Le président de l’ADCI, Assalé Tiémoko, a également appelé à une démarche commune des différentes formations politiques afin de peser collectivement dans les discussions sur le futur organe électoral.

Il a souhaité que cet organe soit conçu comme une institution au service de l’ensemble des Ivoiriens, et non comme un mécanisme appartenant exclusivement au gouvernement ou à l’opposition.

Au terme des échanges, le PDCI-RDA, par la voix de son vice-président Georges-Philippe Ezaley, s’est félicité de l’initiative et a relevé le caractère enrichissant des discussions.

« Nous avons appris à partager nos expériences sur ce dossier et surtout à voir comment travailler ensemble pour obtenir effectivement du gouvernement cette concertation, que lui-même a appelée "dialogue républicain" sur le nouvel organe électoral », a-t-il expliqué.

Le PDCI-RDA a réaffirmé sa volonté de travailler avec les autres acteurs politiques à la mise en place d’un dispositif électoral consensuel et inclusif, estimant que la réforme du futur organe électoral constitue une question qui concerne l’ensemble de la nation.
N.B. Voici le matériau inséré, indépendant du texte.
PR #2938, opened 2024-08-18
Error in scanvi_ref multiclass accuracy calculation

ori-kron-wis:
added -1 to the squeeze in order to deal with the case of dim==1 in a multiclass batch where there is 1 sample for the usage of scvi-> scanvi transfer learning

close https://github.com/scverse/scvi-tools/issues/2934

### DIFF
--- a/CHANGELOG.md
+++ b/CHANGELOG.md
@@ -97,6 +97,8 @@ to [Semantic Versioning]. Full commit history is available in the
 
 #### Fixed
 
+- Fix multiclass accuracy bug which happend during SemiSupervisedDataSplitter usage of scvi->
+    scanvi transfer learning. there was a batch with 1 sample per one of the classes {pr}`2938`.
 - Disable adversarial classifier if training with a single batch.
     Previously this raised a None error {pr}`2914`.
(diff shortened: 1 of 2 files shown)


canergen:
As far as I understand it. It's not really for the case dim==1 but for the case .shape =(1,1). It doesn't require a comment and needs a CHANGELOG entry.

CHANGELOG.md
canergen, line 1: Please refer to the class for the DataSplitter. And the message should be: 'Fix logging of accuracy for cases with 1 sample per class in scANVI'. I assume the transfer actually doesn't matter.

ori-kron-wis: changed

CHANGELOG.md
```diff
@@ -97,6 +97,8 @@ to [Semantic Versioning]. Full commit history is available in the
 
 #### Fixed
 
+- Fix logging of accuracy for cases with 1 sample per class in scANVI {pr}`2938`.
+      the DataSplitter {pr}`2938`.
```
canergen, line 101:
```suggestion
```

PR #2939, opened 2024-08-18
In 1.1.5 autotune change in RunConfig parameter from local_dir to storage_path

ori-kron-wis:
close https://github.com/scverse/scvi-tools/issues/2908

This patch fix is intended to be released as 1.1.6 to meet users request

### DIFF
--- a/docs/release_notes/index.md
+++ b/docs/release_notes/index.md
@@ -39,9 +39,9 @@ is available in the [commit logs](https://github.com/scverse/scvi-tools/commits/
 
 #### Fixed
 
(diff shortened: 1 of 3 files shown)


LevyNat (approved):

docs/release_notes/index.md
canergen, line 1: Remote the not part of 1.2.x please. CHANGELOG is a chronological document and shouldn't refer forward.

canergen: Please add a reference to the issue so it becomes clear why we did it.

PR #2946, opened 2024-08-25
test for pytorch lightning v2.4

ori-kron-wis:


ori-kron-wis:
I also made a DE tutorial diff between this branch build and the latest we had in our release (scvi v1.1.0)
It can be shown here:  https://github.com/scverse/scvi-tutorials/pull/309

PR #2948, opened 2024-08-26
added the future annotations import for many models functions

ori-kron-wis:


src/scvi/external/stereoscope/_model.py
canergen, line 1: Does it work when setting it up with None?

canergen, line 1: Does it work when setting it up with None?

src/scvi/model/_condscvi.py
canergen, line 1: Same here. I think it will fail with None

src/scvi/model/_jaxscvi.py
canergen, line 1: DataLoader for JAX will fail?

src/scvi/model/_amortizedlda.py
```diff
@@ -59,8 +60,8 @@ def __init__(
         adata: AnnData,
         n_topics: int = 20,
         n_hidden: int = 128,
-        cell_topic_prior: Optional[Union[float, Sequence[float]]] = None,
-        topic_feature_prior: Optional[Union[float, Sequence[float]]] = None,
+        cell_topic_prior: float | Sequence[float] = None,
```
canergen, line 63: Has to be float | Sequence[float] | **None**

src/scvi/model/_amortizedlda.py
```diff
@@ -59,8 +60,8 @@ def __init__(
...
+        topic_feature_prior: float | Sequence[float] = None,
```
canergen, line 64: Same.

PR #2951, opened 2024-08-28
fix(model) check duplicated gene in celltype marker table

ori-kron-wis:
close https://github.com/scverse/scvi-tools/issues/2837

added assertion error in cellAssign for checking duplicates in celltype markers

### DIFF
--- a/CHANGELOG.md
+++ b/CHANGELOG.md
@@ -10,6 +10,7 @@ to [Semantic Versioning]. Full commit history is available in the
 
 #### Added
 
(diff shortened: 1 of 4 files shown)


canergen (approved):
We only need the first check (ll 84-86). The second one is handled by AnnData.

canergen:
I think index.has_duplicates is a slightly better check for pandas to exclude duplicated indices. Can you add a test and CHANGELOG?

canergen (approved):

PR #2959, opened 2024-09-04
docs: fix progress bar interactive style in RTD

ori-kron-wis:
close https://github.com/scverse/scvi-tools/issues/2958

### DIFF
--- a/src/scvi/data/_download.py
+++ b/src/scvi/data/_download.py
@@ -1,57 +1,19 @@
 import logging
 import os
-import urllib
 from typing import Optional
 
-import numpy as np
-
-from scvi.utils import track
+import scanpy as sc
 
 logger = logging.getLogger(__name__)
 
 
 def _download(url: Optional[str], save_path: str, filename: str):
     """Writes data from url to file."""
-    if os.path.exists(os.path.join(save_path, filename)):
-        logger.info(f"File {os.path.join(save_path, filename)} already downloaded")
+    path_filename = os.path.join(save_path, filename)
+    if os.path.exists(path_filename):
+        logger.info(f"File {path_filename} already downloaded")
         return
     elif url is None:
-        logger.info(f"No backup URL provided for missing file {os.path.join(save_path, filename)}")
+        logger.info(f"No backup URL provided for missing file {path_filename}")
         return
-    req = urllib.request.Request(url, headers={"User-Agent": "Magic Browser"})
-    try:
-        r = urllib.request.urlopen(req)
-        if r.getheader("Content-Length") is None:
-            raise FileNotFoundError(
-                f"Found file with no content at {url}. "
-                "This is possibly a directory rather than a file path."
-            )
-    except urllib.error.HTTPError as exc:
-        if exc.code == "404":
-            raise FileNotFoundError(f"Could not find file at {url}") from exc
-        raise exc
-    logger.info(f"Downloading file at {os.path.join(save_path, filename)}")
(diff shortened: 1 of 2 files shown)


src/scvi/data/_download.py
```diff
@@ -1,57 +1,19 @@
 import logging
 import os
-import urllib
 from typing import Optional
 
-import numpy as np
-
-from scvi.utils import track
+import scanpy as sc
```
canergen, line 5: We have no requirement on scanpy in scvi-tools and would like to keep it (the one that have are optional imports). You are using a private (_XXX) function from scanpy, see the Zulip discussion from last week why this is a bad idea.

src/scvi/utils/_track.py
canergen, line 1: Could we deprecate track all together and only use the lightning track?

src/scvi/data/_download.py
ori-kron-wis: Yes of course. This will be removed once we figure out what works and what doesn't

src/scvi/data/_download.py
```diff
@@ -1,56 +1,91 @@
...
 
-from scvi.utils import track
 
-logger = logging.getLogger(__name__)
+def _download_scanpy_style(url: str, path: Path):
+    try:
+        import ipywidgets  # noqa: F401
+        from tqdm.auto import tqdm
+    except ImportError:
+        from tqdm import tqdm
```
canergen, line 13: What’s this test about? To support old versions can we just bump the requirement?

src/scvi/data/_download.py
```diff
@@ -1,56 +1,91 @@
...
+                while block:
+                    f.write(block)
+                    blocknum += 1
+                    t.update(len(block))
+                    block = resp.read(blocksize)
+
+    except (KeyboardInterrupt, Exception):
+        # Make sure file doesn’t exist half-downloaded
+        if path.is_file():
+            path.unlink()
```
canergen, line 59: Does this remove the file?

src/scvi/utils/_track.py
```diff
@@ -4,7 +4,7 @@
 
 from rich.console import Console
 from rich.progress import track as track_base
-from tqdm import tqdm as tqdm_base
+from tqdm.auto import tqdm as tqdm_base
```
canergen, line 7: This fixes the progress bar for training?

canergen (commented):
LGTM. See minor comments.

canergen:
Is the download copied from scanpy? Should we raise with them that having a developer API for this would be preferred?

src/scvi/utils/_track.py
ori-kron-wis: yep

src/scvi/data/_download.py
canergen: We should remove it as in the other function below we just import from auto. Can you check that the requirement is correct and we always install a tqdm version that has auto?

src/scvi/data/_download.py
```diff
@@ -1,56 +1,91 @@
...
 
-import numpy as np
+logger = logging.getLogger(__name__)
 
-from scvi.utils import track
 
-logger = logging.getLogger(__name__)
+def _download_scanpy_style(url: str, path: Path):
+    try:
+        import ipywidgets  # noqa: F401
```
canergen, line 10: ipywidget is not used. Copy the import to line 4.

PR #2969, opened 2024-09-15
Update pyproject.toml

ori-kron-wis:


ori-kron-wis:
close https://github.com/scverse/scvi-tools/issues/2967

PR #3121, opened 2025-01-05
feat: add get_normalized_expression to more models

ori-kron-wis:
add this down stream analysis function to several models which don't have it yet


src/scvi/external/cellassign/_model.py
```diff
@@ -33,7 +33,7 @@
 B = 10
 
 
-class CellAssign(UnsupervisedTrainingMixin, BaseModelClass):
+class CellAssign(UnsupervisedTrainingMixin, BaseModelClass, RNASeqMixin, VAEMixin):
```
canergen, line 36: Is CellAssign intended for these functions? I would remove it here.

src/scvi/module/_mrdeconv.py
```diff
@@ -179,24 +187,47 @@ def __init__(
...
+        """High level inference method.
+
+        Runs the inference (encoder) model.
+        """
+        encoder_input = [x]
+
+        z = self.V_encoder(*encoder_input)
+        # z = self.gamma_encoder(*encoder_input)
+
+        return {
```
canergen, line 225: This doesn't really make sense. Please remove VAEmixin from DestVI

src/scvi/external/gimvi/_module.py
```diff
@@ -418,11 +435,15 @@ def generative(
         )
         px_rate = px_scale * torch.exp(library)
 
+        if transform_batch is not None:
+            batch_index = torch.ones_like(batch_index) * transform_batch
+
         return {
             "px_scale": px_scale,
-            "px_r": px_r,
+            "px": px_r,
```
canergen, line 443: this is wrong. px_r need to be the distribution like Poisson or NB.

src/scvi/model/_destvi.py
```diff
@@ -390,6 +397,7 @@ def setup_anndata(
         cls,
         adata: AnnData,
         layer: str | None = None,
+        batch_key: str | None = None,
```
canergen, line 400: this is not supported. only supported in destvi-v2.

src/scvi/module/_mrdeconv.py
```diff
@@ -206,6 +214,9 @@ def generative(self, x, ind_x):
         x_ = torch.log(1 + x)
         # subsample parameters
 
+        if transform_batch is not None:
```
canergen, line 217: it is actually fully ignored.

src/scvi/module/_peakvae.py
```diff
@@ -322,14 +326,14 @@ def generative(
...
-        return {"p": p}
+        return {"px": p}
 
     def loss(self, tensors, inference_outputs, generative_outputs, kl_weight: float = 1.0):
         """Compute the loss."""
         x = tensors[REGISTRY_KEYS.X_KEY]
         qz = inference_outputs["qz"]
         d = inference_outputs["d"]
-        p = generative_outputs["p"]
+        p = generative_outputs["px"]
```
canergen, line 336: I prefer it if it is the same. so change to px here.

src/scvi/module/_vaec.py
```diff
@@ -156,7 +156,7 @@ def inference(
         x_ = x
         library = x.sum(1).unsqueeze(1)
         if self.log_variational:
-            x_ = torch.log1p(x_)
+            x = torch.log1p(x_)
```
canergen, line 159: keep it to x_ to be consistent with other models.

canergen (approved):
see additional requests.

src/scvi/external/gimvi/_module.py
ori-kron-wis: the idea (with every model change in this branch) is to make each model already compatible to the get_norm function we have in rnaseqmixin, which sometimes means changing the generative function return keys (in this example from 'px_r' to 'px'). Otherwise, we will have to create a unique get_norm function for each model separately. 
There is no change in what is the 'px_r' of gimvi.

src/scvi/module/_mrdeconv.py
ori-kron-wis: yes I disable the use of it but Its still there for the same reason of supporting functions signatures.

src/scvi/model/_destvi.py
ori-kron-wis: its here only for it to work with rest of changes (esp mrdeconv), the get_norm is deprecated.
there is no intention to start the logic of batch_key here.

src/scvi/module/_peakvae.py
ori-kron-wis: it was originally 'p', changed now to 'px' - but this goes under changing the peakvi model signature

src/scvi/module/_vaec.py
ori-kron-wis: ok. this was actually a bug in the log transform

src/scvi/model/_destvi.py
canergen: You should not expose it as a function argument. It should be handled in mrdeconv. Same for other models. The user expects an effect if it is exposed.

src/scvi/external/gimvi/_module.py
canergen: I get it, but px is the generative distribution. You should define it here (negative binomial of scale and px_r. You should not just store something under this value.

src/scvi/model/_destvi.py
ori-kron-wis: ok, yes make sense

Les différentes délégations ont ainsi convenu de poursuivre les échanges afin d’harmoniser leurs propositions et de favoriser l’ouverture, par le gouvernement, d’une concertation avant la présentation d’un éventuel projet de réforme devant le Parlement.

Cette démarche vise, selon les participants, à créer les conditions d’élections libres, transparentes, crédibles et apaisées en Côte d’Ivoire.